Search the data for "below" and copy every matching line.

____________

PR #3852, opened 2021-09-02
fix prerelease imports with loose version semantics

sungchun12:
resolves issue in comment link below

### Description

https://github.com/dbt-labs/dbt/pull/3759#issuecomment-911785073

### Checklist

- [x] I have signed the [CLA](https://docs.getdbt.com/docs/contributor-license-agreements)
- [x] I have run this code in development and it appears to resolve the stated issue
- [x] This PR includes tests, or tests are not required/relevant for this PR
- [x] I have updated the `CHANGELOG.md` and added information about my change to the "dbt next" section.

PR #3759, opened 2021-08-16
Better dbt packages version logging to aid in upgrading outdated packages

sungchun12:
resolves #3560 #3763

### Description

- For publically available dbt packages through the [package registry](https://hub.getdbt.com/), provide clear dbt package versions being installed vs. the latest version where applicable.
- Guides the developer to update older dbt packages
```yaml
packages:
  - package: dbt-labs/dbt_utils
    version: 0.7.0
  - package: dbt-labs/codegen
    version: 0.4.0
  - package: calogica/dbt_expectations
    version: 0.4.0
```
```bash
# display which specific packages are available for upgrade
# display everything that is up to date
$ dbt deps
Running with dbt=0.21.0-b1
Installing dbt-labs/dbt_utils@0.7.0
  Installed from version 0.7.0
  Latest hub registry version 0.7.1
Installing dbt-labs/codegen@0.4.0
  Installed from version 0.4.0
  Up to date!
Installing calogica/dbt_expectations@0.4.0
  Installed from version 0.4.0
  Latest hub registry version 0.4.1
Installing calogica/dbt_date@0.4.0
  Installed from version 0.4.0
  Up to date!

Upgrades available for: ['dbt-labs/dbt_utils', 'calogica/dbt_expectations']
```
image

```yaml
packages:
  - package: dbt-labs/dbt_utils
    version: 0.7.1
  - package: dbt-labs/codegen
    version: 0.4.0
  - package: calogica/dbt_expectations
    version: 0.4.1
```
```bash
$ dbt deps
Running with dbt=0.21.0-b1
Installing dbt-labs/dbt_utils@0.7.1
  Installed from version 0.7.1
  Up to date!
Installing dbt-labs/codegen@0.4.0
  Installed from version 0.4.0
  Up to date!
Installing calogica/dbt_expectations@0.4.1
  Installed from version 0.4.1
  Up to date!
Installing calogica/dbt_date@0.4.0
  Installed from version 0.4.0
  Up to date!
```
image

**Out of scope**: git-installed and local dbt packages

**Notes**:
- Tested `get_version_latest()` method call in` test/unit/test_deps.py`. This is only relevant for hub registry packages

**Open Questions**
- Test logging outputs in `test/rpc/test_deps.py`? I looked across several test files relevant to `deps` and didn't see any related to validating logging outputs. Can you provide guidance on where to best insert logging test cases/is it needed here given we aren't testing that today?

### Checklist
[...]

PR #3856, opened 2021-09-02
Fix dbt deps sorting behavior for non-standard version semantics

sungchun12:
resolves bugs from #3852 #3759 

### Description
When prereleases are included in the package versions list, it doesn't sort properly. The merged pull requests above had an issue with either being too strict or too loose when sorting version lists. It’s difficult to ensure this can capture all the unique ways people version their packages. [`StrictVersion`](https://www.python.org/dev/peps/pep-0386/#distutils) is too strict for packages and does not tolerate any deviation from the standard(think: `-` in the prerelease tag). [`LooseVersion`](https://www.python.org/dev/peps/pep-0386/#distutils)is too loose and not properly sorting prerelease versions BEFORE the latest stable version. 

This can apply to examples like this that exist in the [wild](https://hub.getdbt.com/mjirv/dbt_datamocktool/0.1.1-beta-fishtown/): `1.0.4-pre, 1.0.4-beta-fishtown`

This does NOT effect packages that aren't utilizing prereleases. 

With this solution, it iterates on the original `filter_installable` approach: https://github.com/dbt-labs/dbt/pull/3759#discussion_r697274347

However, this leverages a dictionary that sorts the formatted version strings first and then brings in the ORIGINAL version strings. If the ORIGINAL version string is not used, it can not properly download the package. Example: `0.5.0a1` will be interpreted as `0.5.0-a1` from dbt Hub and it will fail. (edit: example references how transforming a version number with [`from_version_string`](https://github.com/dbt-labs/dbt/blob/develop/core/dbt/semver.py#L94) using [`to_version_string`](https://github.com/dbt-labs/dbt/blob/develop/core/dbt/semver.py#L72) formats the version string in a way that isn't 1:1 with what exists in dbt Hub)
image

This solution also interprets the version number tag as a PRERELEASE and is lesser than a stable version.

Packages with known issues exemplifying current prerelease sorting behavior below. You'll notice the majority of these issues are with 3rd party packages. 
- [re-data/re_data](https://hub.getdbt.com/re-data/re_data/0.1.1-alpha/)
- [tailsdotcom/dbt_artifacts](https://hub.getdbt.com/tailsdotcom/dbt_artifacts/0.4.5a2/)
- [mjirv/dbt_datamocktool](https://hub.getdbt.com/mjirv/dbt_datamocktool/0.1.1-beta-fishtown/)
- [dbt-labs/adwords](https://hub.getdbt.com/dbt-labs/adwords/0.2.2a/)
- [Datavault-UK/dbtvault](https://hub.getdbt.com/datavault-uk/dbtvault/0.7.6-b1/)

**Example packages config**
image
**Current Behavior**
image

**Expected Behavior**

image

### Checklist

### DIFF
--- a/core/dbt/semver.py
+++ b/core/dbt/semver.py
@@ -3,7 +3,6 @@ import re
 from typing import List
 
 from packaging import version as packaging_version
-from distutils.version import LooseVersion
 
 from dbt.exceptions import VersionsNotCompatibleException
 import dbt.utils
@@ -439,9 +438,14 @@ def filter_installable(
         install_prerelease: bool
 ) -> List[str]:
     installable = []
+    installable_dict = {}
     for version_string in versions:
         version = VersionSpecifier.from_version_string(version_string)
         if install_prerelease or not version.prerelease:
-            installable.append(version_string)
-    installable.sort(key=LooseVersion)
-    return installable
+            installable.append(version)
+            installable_dict[str(version)] = version_string
+    sorted_installable = sorted(installable)
+    sorted_installable_original_version_string = [
+        installable_dict.get(str(version)) for version in sorted_installable
+    ]
+    return sorted_installable_original_version_string
--- a/core/dbt/semver.py
+++ b/core/dbt/semver.py
@@ -445,7 +445,7 @@ def filter_installable(
             installable.append(version)
             installable_dict[str(version)] = version_string
     sorted_installable = sorted(installable)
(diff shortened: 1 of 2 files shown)


jtcohen6 (approved):
@sungchun12 This looks great to me!

Thanks for the thorough appraisal of each permutation. You've managed to go deeper on this code than anyone has in a long time.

____________

_Answer to this task:_
resolves issue in comment link below
Packages with known issues exemplifying current prerelease sorting behavior below. You'll notice the majority of these issues are with 3rd party packages. 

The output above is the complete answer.